This project demonstrates how to easily leverage and integrate Apache Spark, Spark Streaming, Apache Cassandra with the Spark Cassandra Connector and Apache Kafka in general, and more specifically for time series data. It also demonstrates how to do this in an asynchronous Akka event-driven environment. We use weather data and the existing hourly data format as the sample domain.
The use of time series data for business analysis is not new. What is new is the ability to collect and analyze massive volumes of data in sequence at extremely high velocity to get the clearest picture to predict and forecast future market changes, user behavior, environmental conditions, resource consumption, health trends and much, much more.
Apache Cassandra is a NoSQL database platform particularly suited for these types of Big Data challenges. Cassandra’s data model is an excellent fit for handling data in sequence regardless of data type or size. When writing data to Cassandra, data is sorted and written sequentially to disk. When retrieving data by row key and then by range, you get a fast and efficient access pattern due to minimal disk seeks – time series data is an excellent fit for this type of pattern. Apache Cassandra allows businesses to identify meaningful characteristics in their time series data as fast as possible to make clear decisions about expected future outcomes.

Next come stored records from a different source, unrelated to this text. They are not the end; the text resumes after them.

PR #377, opened 2018-02-20
proposal for pair feedback models

tildeee:
## Description
We wanted a way that students could give/receive feedback:
"Another opportunity for the students to get real feedback on their project from someone who is not on the instructional team, have it documented, and have it presented in a meaningful way. Both code feedback and not-code feedback"

I propose the following system:
- giving the students this resource for giving/receiving feedback pro tips
  - i wrote a bunch of specifics for feedback (like be specific, etc), but also put a lot of quotes from other resources so it didn't look like i was making up stuff
- requiring the students to spend at least one 15-30 minute session for feedback
- the feedback template for the project (Scrabble) now asks for two things they discussed during their feedback session that they'd be willing to share

## Feedback Requested

Two things:

1. This document concretely says **"The pair/group needs to take 15-30 minutes to give and receive feedback. ... At Ada, we'll explicitly ask each pair/group to spend time giving/receiving feedback with each other at least once before project submission."** and I mostly want confirmation that that's a decent/accurate thing to say.

2. I made Scrabble PR comprehension questions have the following question: "What are two discussion points that you and your pair discussed when giving/receiving feedback from each other that you would be willing to share?" -- Is that fair?
https://github.com/Ada-C9/Scrabble/blob/master/.github/PULL_REQUEST_TEMPLATE

Thanks!

### DIFF
--- a/03-leadership-and-inclusion/pair-feedback-and-code-reviews.md
+++ b/03-leadership-and-inclusion/pair-feedback-and-code-reviews.md
@@ -1,0 +1,106 @@
+# Pair Feedback and Code Reviews
+
+When we pair program or program collaboratively professionally, we want to open as many opportunities to give and receive feedback as possible.
+
+As part of pairing or group projects, the pair/group needs to take 15-30 minutes to give and receive feedback. It is best to give and receive feedback after any activity or session of pairing concludes, while the session is still fresh in your memory. If you don't have the chance to give/receive feedback immediately after a pairing session, take notes while you remember.
+
+At Ada, we'll explicitly ask each pair/group to spend time giving/receiving feedback with each other at least once before project submission.
+
+Feedback can be about:
+- Code
+- The pairing experience
+
+Feedback should always be:
+- Actionable
+- Specific
+- Kind
+- Empathetic (for yourself and for others)
+
+Topics to cover are:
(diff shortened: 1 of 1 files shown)


03-leadership-and-inclusion/pair-feedback-and-code-reviews.md
```diff
@@ -0,0 +1,120 @@
...
+1. Be ready to learn and to teach
+1. Give and receive feedback when you're done
+
+[Tarso Aires, 10 Ways to Improve Your Pairing Experience](https://www.thoughtworks.com/insights/blog/10-ways-improve-your-pairing-experience)
+
+## How to Give a Code Review
+
+Code reviews are one of the best ways to provide feedback on someone's work. There are a lot of tools to assist with making code reviews, such as the review/comment system on pull requests on GitHub.
+
+It is not part of the curriculum at Ada to give code reviews. Even so, we want to prepare everyone to be able to contribute to giving feedback on someone else's code.
```
droberts-ada: Students don't CR each other, but we do CR them (kind of). Might be worth pointing out here.

kariabancroft:
[Peer Feedback](https://trello.com/c/zqKxaynh/600-peer-feedback)

PR #391, opened 2018-03-20
add strong params resource and update overall readme

kariabancroft:
## Description
Strong params!

## Questions for the Author
- [ ] Have you updated the weekly learning goals in the pedagogy resource - nope! 

## Todos
N/A

## Feedback Requested
Nothing specific

### DIFF
--- a/08-rails/forms-strong-params.md
+++ b/08-rails/forms-strong-params.md
@@ -1,0 +1,81 @@
+# Rails Forms: Strong Params
+
+## Learning Goals
+- Identify what strong parameters are and why Rails requires them
+- Extend Rails forms to use strong parameters
+
+### Getting Started
+
+Let's consider where we ended up most recently with our controller method that handled adding a new book, `create`. Here is the code we ended up with:
+```ruby
+# in app/controllers/books_controller.rb
+def create
+  @book = Book.new(author: params[:book][:author], title: params[:book][:title]) #instantiate a new book
+  if @book.save # save returns true if the database insert succeeds
+    redirect_to root_path # go to the index so we can see the book in the list
+  else # save failed :(
+    render :new # show the new book form view again
+  end
+end
+```
+
+This code is written with the assumption that our `params` hash contains data as follows:
+```ruby
+{ book:
+  {
+    author: "some author",
+    title: "some title"
+  }
+}
+```
+
+Notice that the parameters passed into `Book.new` are all listed out individually. What if we wanted to pass all of the data from the `params` directly without listing out each individual field? What happens when we try: `@book = Book.new(params[:book)])`?
+
+What happened? Most likely, you've gotten a **ForbiddenAttributeError**.
+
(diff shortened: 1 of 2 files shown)


08-rails/forms-strong-params.md
```diff
@@ -0,0 +1,81 @@
...
+### Strong Parameters
+Rails has introduced the concept of **strong parameters** to use in our controllers to prevent these errors. Strong params will require us to give explicit access to a set of attributes that come through `params` that we'll then be able to pass to our model methods. We set up strong params once for our controller, and then we will no longer need to specify each field individually (in the way we had to above).
+
+### Update the Controller
+Now that we have an idea of _why_ we need strong params, let's see how to implement these in our controller.
+
+1. Create a `private` method section towards the bottom of our controller.
+2. Create a new method that we'll use to return the _permitted_ parameters.
+    ```ruby
+    private
```
droberts-ada: As long as everything is preceded by 4 spaces, you can make all the numbers `1.` and it will do the numbering automatically.

08-rails/forms-strong-params.md
```diff
@@ -0,0 +1,81 @@
...
+    ```
+3. We'll use two special controller methods here which will allow us to define exactly which parameters (coming from the form) we want to allow. Those methods are `require` and `permit`.
+
+  We use `require` to identify the highest-level param which contains all others and that we cannot live without. We then use `permit` to list the params within that overall one which we want to allow.
+    ```ruby
+    private
+
+    def book_params
+      params.require(:book).permit(:author, :title)
+    end
```
droberts-ada: Could you use an explicit return here? I think that makes it more obvious what this code is doing.

08-rails/forms-strong-params.md
```diff
@@ -0,0 +1,81 @@
...
+      ...
+      # this code is the same
+    end
+    ```
+5. Run through the form submission again to ensure that we are no longer getting the `ForbiddenAttributeError`.
+
+A few things to note here:
+1. The new `book_params` method is using the `params` variable which the controller makes available to us (even though we're not passing it in as a parameter)
+2. We chain the method calls of `require` and `permit`. This works because the `:author` and `:title` fields are located **within** the `:book` param.
+
```
droberts-ada: Again, should be able to use `1.` for both of these and let the numbers happen automatically.

08-rails/forms-strong-params.md
```diff
@@ -0,0 +1,81 @@
...
+  else # save failed :(
+    render :new # show the new book form view again
+  end
+end
+```
+
+This code is written with the assumption that our `params` hash contains data as follows:
+```ruby
+{ book:
+  {
```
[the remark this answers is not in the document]
kariabancroft: I wanted to show it like a hash so if they haven't seen params yet they can visualize how the data is structured

kariabancroft:
@droberts-ada I responded to your comments

08-rails/forms-strong-params.md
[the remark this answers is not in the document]
droberts-ada: Shouldn't `book:` be on its own line though?

PR #394, opened 2018-03-21
Cm/erd activity

CheezItMan:
## Description
An ERD Practice Activity to get'em to draw out a slimmed down ERD.   A sample solution is [here](https://www.lucidchart.com/invitations/accept/1c19a336-5d12-4e9c-ab62-4d32efbcedff)

## Questions by the Author
- [ ] Is this too small a problem?

## Feedback Requested

### DIFF
--- a/08-rails/exercises/erd-practice-activity.md
+++ b/08-rails/exercises/erd-practice-activity.md
@@ -1,0 +1,21 @@
+# ERD Practice Activity
+
+## Scenario
+
+We are setting up an application to allow people to share their homes to tourists online like AirBnb.  So our initial user stories would be:
+
+- As a user I can add a home to be listed for rentals, along with a price, so I can rent the home out and make money.
+- As a user I can choose when a home of mine is available for rentals so I can pick when I can have guests.
+- As a user I can can select a home to rent for a vacation on a specific set of dates.
+- As a user I can see all the money I have spent.
+- As a user with rentals I can see all the money I have made from clients renting my homes.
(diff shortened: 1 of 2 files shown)


08-rails/exercises/erd-practice-activity.md
```diff
@@ -0,0 +1,21 @@
+# ERD Practice Activity
+
+## Scenario
+
+We are setting up an application to allow people to share their homes to tourists online like AirBnb.  So our initial user stories would be:
+
+- As a user I can add a home to be listed for rentals, along with a price, so I can rent the home out and make money.
```
kariabancroft: I think "home or property" would be a good descriptor here. "listed for rentals" is not quite right, I think we want "listed for rent" here and on the line below. I don't know if we need the last portion

08-rails/exercises/erd-practice-activity.md
```diff
@@ -0,0 +1,21 @@
...
+- As a user I can choose when a home of mine is available for rentals so I can pick when I can have guests.
+- As a user I can can select a home to rent for a vacation on a specific set of dates.
+- As a user I can see all the money I have spent.
```
kariabancroft: I'd group the top 3 bullets about setting up a rental together and then the bottom three together about reserving a rental

CheezItMan:
Updated as per Kari's comments,

Part of the point is that an individual user can be both a host and a guest at different times.

PR #252, opened 2020-03-07
Install script

nhz2:
This is mostly Athena's `install.sh` script. I also added some try except blocks around opening the radio and flask key files.

---
This change is [Reviewable](https://reviewable.io/reviews/pathfinder-for-autonomous-navigation/flightsoftware/252)

### DIFF
--- a/install.sh
+++ b/install.sh
@@ -5,7 +5,7 @@ source venv/bin/activate
 pip install -r requirements.txt
 matlab -batch '"'"pyversion $(pwd)/venv/bin/python"'"' -nodisplay -nojvm -nosplash
 export PYTHONPATH=$(pwd)/venv
-if [ -d "/home/pan/MATLAB/R2019b/extern/engines/python" ]
+if [ -d "$HOME/MATLAB/R2019b/extern/engines/python" ]
 then
 	cd /home/pan/MATLAB/R2019b/extern/engines/python
 else
@@ -15,4 +15,3 @@ python setup.py install
 cd -
 git submodule update --init --recursive
 pio run -e fsw_native_leader
-
--- a/install.sh
+++ b/install.sh
@@ -1,0 +1,18 @@
+#!/bin/bash
+
+python3.7 -m venv venv
+source venv/bin/activate
+pip install -r requirements.txt
+matlab -batch '"'"pyversion $(pwd)/venv/bin/python"'"' -nodisplay -nojvm -nosplash
+export PYTHONPATH=$(pwd)/venv
+if [ -d "/home/pan/MATLAB/R2019b/extern/engines/python" ]
+then
+	cd /home/pan/MATLAB/R2019b/extern/engines/python
+else
+	cd /Applications/MATLAB_R2019b.app/extern/engines/python
+fi
+python setup.py install
+cd -
+git submodule update --init --recursive
+pio run -e fsw_native_leader
+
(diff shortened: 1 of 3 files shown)


ptest/run_simulation.py
```diff
@@ -269,39 +269,46 @@ def stop_all(self, reason_for_stop, is_error = True):
...
+                if not v.validate(flask_keys_config, flask_keys_schema):
+                    print(
+                        "Malformed flask keys file. The following errors were found. Exiting."
+                    )
+                    print(v.errors)
+                    sys.exit(1)
+        except FileNotFoundError as err:
+            print("Warning:")
+            print(args.ground_conf+" key file not found")
+            flask_keys_config=None
```
kkrol27: I know for most test cases this sorta logic is probably alright, but I'd assume this will cause some other cases to crash without explanation. Not sure if it's the cleanest way to do it...

install.sh
```diff
@@ -0,0 +1,18 @@
+#!/bin/bash
+
+python3.7 -m venv venv
```
kkrol27: This is also only going to run on arch?

ptest/run_simulation.py
tanishqaggarwal: Why will this cause a crash?

install.sh
```diff
@@ -0,0 +1,18 @@
...
+source venv/bin/activate
+pip install -r requirements.txt
+matlab -batch '"'"pyversion $(pwd)/venv/bin/python"'"' -nodisplay -nojvm -nosplash
+export PYTHONPATH=$(pwd)/venv
+if [ -d "/home/pan/MATLAB/R2019b/extern/engines/python" ]
```
kkrol27: Perhaps replace `/home/pan` with `$HOME` - it may be slightly more applicable at that point.

ptest/configs/fc_only_native.json
```diff
@@ -1,12 +1,12 @@
...
     "seed" : 2,
-    "sim_duration" : 10,
     "single_sat_sim" : true,
+    "sim_duration" : 1000,
     "devices" : [
         {
             "name": "FlightController",
             "run_mode" : "native",
-            "binary_filepath" : "/Users/tanishqaggarwal/Documents/pan/repositories/FlightSoftware/.pio/build/fsw_native_leader/program"
+            "binary_filepath" : ".pio/build/fsw_native_leader/program"
```
tanishqaggarwal: Wow, the relative filepath ends up working? Nice.

ptest/run_simulation.py
kkrol27: If you need that radio keys for a quake test or something like that? If we don't require the radio keys for anything right now then just leave it.

ptest/configs/fc_only_native.json
nhz2: yeah I think it works now because everything is in `FlightSoftware`

ptest/run_simulation.py
tanishqaggarwal: I think it's better to always check that we have all config files. Why let a user have a partially configured ptest on their system when they could easily have a fully-configured one?

install.sh
tanishqaggarwal: I think it would be better to allow passing a bunch of directories to the install script since the paths vary wildly across systems (since people can have MATLAB, FlightSoftware, etc. located in random places)

ptest/configs/fc_only_native.json
kkrol27: You'd have to be sure to run in from the root flight software directory - otherwise it's not going to work. In Python, you could actually use `__file__` and `os.path.*` functions to figure it out at runtime potentially...

tanishqaggarwal:
Closing as "wontfix".

PR #256, opened 2020-03-08
Constants tracker

tanishqaggarwal:
This will make recurring constants review a lot easier since the diff of every PR to the constants will be very explicit.

---
This change is [Reviewable](https://reviewable.io/reviews/pathfinder-for-autonomous-navigation/flightsoftware/256)


src/common/constant_tracker.hpp
```diff
@@ -0,0 +1,6 @@
+#ifndef CONSTANT_TRACKER_HPP_
+#define CONSTANT_TRACKER_HPP_
+
+#define TRACKED_CONSTANT(type, name, val) type name = val;
```
kkrol27: To keep things less verbose we could potentially do:

    #define TRACKED_CONSTANT(type, name, val) static constexpr type name = val

I don't think anything would ever not be `static constexpr`.

tools/constant_reporter.py
```diff
@@ -0,0 +1,25 @@
...
+                        "val" : const[2].strip(),
+                        "file" : path
+                    })
+
+log = "Keep this file in version control so that changes to constants are well-known.\n\n"
+for const in consts:
+    log += f"{const['file']}: \"{const['name']}\" = \"{const['val']}\"\n"
+
+with open("constants", 'w') as f:
+    f.write(log)
```
kkrol27: Also, not at all necessary but I think we could do this in a 5 line bash script lol

kkrol27:
One additional thought I had, we should design this with variables other than scalars in mind. For example, we'd want to be able to define gnc related constants like the prop system thruster matrix and such. Most likely we keep that as a `static constexpr lin::Matrix<float, 4, 3>` or something.

tools/constant_reporter.py
tanishqaggarwal: This allows flexibility if we want to create CSVs or other formats for the constants.

src/common/constant_tracker.hpp
tanishqaggarwal: See `constants.hpp`; some constants can't be static. I could totally imagine wanting to create a non-constexpr constant as well (such as a vector of constants) so I feel like this is the minimum macro we can use.

I could add some more macros like TRACKED_CONSTANT_S, TRACKED_CONSTANT_SC, etc. to fix this

PR #257, opened 2020-03-08
Dev/event storage

afoarce:
This update makes events store the control cycle count as a pointer to the state field instead of having it passed in to the constructor, allowing for the value to be easily written back during deserialize. The event storage tests are also updated to allow for reading the data of the previously signaled event by decrementing the event storages's pointer (which is auto incremented in signal).

---
This change is [Reviewable](https://reviewable.io/reviews/pathfinder-for-autonomous-navigation/flightsoftware/257)


test/test_fsw_event/test_fsw_event.cpp
```diff
@@ -1,83 +1,151 @@
...
     TEST_ASSERT_EQUAL(32 + 2, tf.event.bitsize());
 
     // Set values for test
-    tf.control_cycle_count = 20;
+    tf.control_cycle_count_ptr->set(ccno);
     tf.data1_f.set(true);
+
+    //std::cout << "first tf.data1_f " << tf.data1_f.get() << std::endl;
+    //std::cout << "first ba[32] " << ba[32] << std::endl;
+
```
tanishqaggarwal: Can you remove these comments if they're no longer useful

test/test_fsw_event/test_fsw_event.cpp
```diff
@@ -1,83 +1,151 @@
...
     TEST_ASSERT_EQUAL(false, ba[32]);
     TEST_ASSERT_EQUAL(true, ba[33]);
 
-    const char* print_result = tf.event.print();
-    TEST_ASSERT_EQUAL_STRING("E: time: 20, data: 0, 1", print_result);
+    // Test that the event is correctly printed when a print is requested.
+    const char *print_result = event.print();
+    const char *expected_fmt_string = "E: time: %d, data: 0, 1";
+    char expected_string[100];
+    memset(expected_string, 0, 100);
```
tanishqaggarwal: Turns out sprintf automatically adds in the null character to terminate the string, so there's no need for the memset

test/test_fsw_event/test_fsw_event.cpp
```diff
@@ -1,83 +1,151 @@
...
+public:
+    StateFieldRegistryMock registry;
+
     ReadableStateField<bool> data1_f;
     ReadableStateField<bool> data2_f;
-    std::vector<ReadableStateFieldBase*> event_data;
-    unsigned int control_cycle_count = 0;
+    std::vector<ReadableStateFieldBase *> event_data;
+    ReadableStateField<unsigned int> *control_cycle_count_ptr;
+    size_t *event_ptr;
```
tanishqaggarwal: Why not move event_ptr into TestFixtureEventStorage?

tanishqaggarwal: Let's also initialize the values of pointers to be nullptr by default

test/test_fsw_event/test_fsw_event.cpp
```diff
@@ -1,83 +1,151 @@
...
+    tf.registry.find_readable_field("event.3");
+    // Test that a field was added to the registry for every single sub-event.
+    TEST_ASSERT_EQUAL(99, tf.registry.readable_fields.size());
+
+    // Event storage should behave the same as an event.
+    for (int i = 0; i < 200; i++)
+    {
+        //printf("%d\n", i);
+        test_single_event(tf, tf.event_storage, i);
+        //TEST_ASSERT_EQUAL(i * 2, tf.event_storage.event_ptr);
```
tanishqaggarwal: You're not testing the event pointer being incremented here, or that a "new" event is going to be signaled

tanishqaggarwal:
It would be great if you could also push some description of Events and Event Storage to ReadTheDocs. https://github.com/pathfinder-for-autonomous-navigation/Documentation

test/test_fsw_event/test_fsw_event.cpp
afoarce: If event_ptr is moved, then test_event_storage() can't directly use test_single_event() since I need to decrement the pointer to verify that the data was written correctly. Would I write a different test case for single vs storage to account for the event_ptr not existing for single events?

src/fsw/FCCode/Event.cpp
```diff
@@ -85,12 +82,11 @@ void Event::deserialize()
 
     for (ReadableStateFieldBase *field : data_fields)
     {
-        bit_array field_bits;
+        bit_array field_bits = const_cast<bit_array &>(field->get_bit_array());
```
tanishqaggarwal: This creates a copy of the field's bit array. Copy vs move vs reference semantics are tricky! The right declaration here would be

`bit_array& field_bits = const_cast<bit_array &>(field->get_bit_array());`

(The ampersand declares field_bits as a reference instead of a copy of the returned bit array.)

src/fsw/FCCode/Event.cpp
```diff
@@ -24,10 +24,7 @@ Event::Event(const std::string &name,
 
 Event::Event(Event &&other) : StateField<bool>(other.name(), true, false),
                               data_fields(other.data_fields),
-                              field_data(std::move(other.field_data))
-{
-    ccno = other.ccno;
-}
+                              field_data(std::move(other.field_data)) {}
 
 void Event::serialize()
```
tanishqaggarwal: I don't think the serialize() and deserialize() functions are getting unit tested. The tests don't need to happen as part of this PR but I would suggest making them an issue so that we don't forget to write them.

src/fsw/FCCode/Event.hpp
```diff
@@ -3,48 +3,104 @@
 
 #include <common/StateField.hpp>
 
+/**
+ * @brief This event base class exposes methods for reading and
+ * writing to an event.
+ */
+class EventBase
```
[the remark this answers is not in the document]
tanishqaggarwal: Seems resolved. Thanks!

src/fsw/FCCode/Event.cpp
tanishqaggarwal: I thought of this because the bit_array copy vs reference issue would've definitely been found by a unit test before I found it.

afoarce: I think serialize is tested by signal, and I have now added a test for deserialize. I'm not sure how to test the coverage for these, though.

src/fsw/FCCode/EventStorage.cpp
```diff
@@ -0,0 +1,61 @@
...
+        sub_events.emplace_back(name + std::string(x),
+                                _data_fields, _print_fn);
+    }
+}
+
+void EventStorage::add_events_to_registry(StateFieldRegistry &registry)
+{
+    for (Event &e : sub_events)
+    {
+        registry.add_readable_field(static_cast<ReadableStateFieldBase *>(&e));
```
fatimayousuf: You can use `registry.add_event(e)` instead of casting it to a Readable Statefield

afoarce:
Moved to dev/event_storage2 branch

There are many flavors of time series data. Some can be windowed in the stream, others can not be windowed in the stream because queries are not by time slice but by specific year,month,day,hour. Spark Streaming lets you do both. In some cases, such as in the KafkaStreamingActor, using Spark with Cassandra (and the right data model) reduces the number of Spark transformations necessary on your data because Cassandra does the work for you in its cluster.